PR #17, opened 2023-12-20
fix: more robust validation for v3 callbacks to avoid birthday attack

dyedm1:
Although Uniswap uses the same method to validate router callbacks as we do, it's still vulnerable to a birthday attack feasible with (a significant portion of) today's computing power. Obviously, it's practically impossible to find a key that matches with a targeted address, but if you mine two sets: 
1. deployed Uniswap addresses with the canonical factory, a real token and fee, and one token used as a fake.
2. EOA addresses

you can steal funds from the real token just by finding a collision between those two sets. (big argument over this in Kyber audit contest: https://github.com/sherlock-audit/2023-07-kyber-swap-judging#issue-m-2-routersol-is-vulnerable-to-address-collission)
= = = = = = =
WORK TO COMPLETE
Please transcribe word for word the lines from the line with "2. EOA addresses" to the end of the material, both ends included.

SOLVED EXERCISE
2. EOA addresses

you can steal funds from the real token just by finding a collision between those two sets. (big argument over this in Kyber audit contest: https://github.com/sherlock-audit/2023-07-kyber-swap-judging#issue-m-2-routersol-is-vulnerable-to-address-collission)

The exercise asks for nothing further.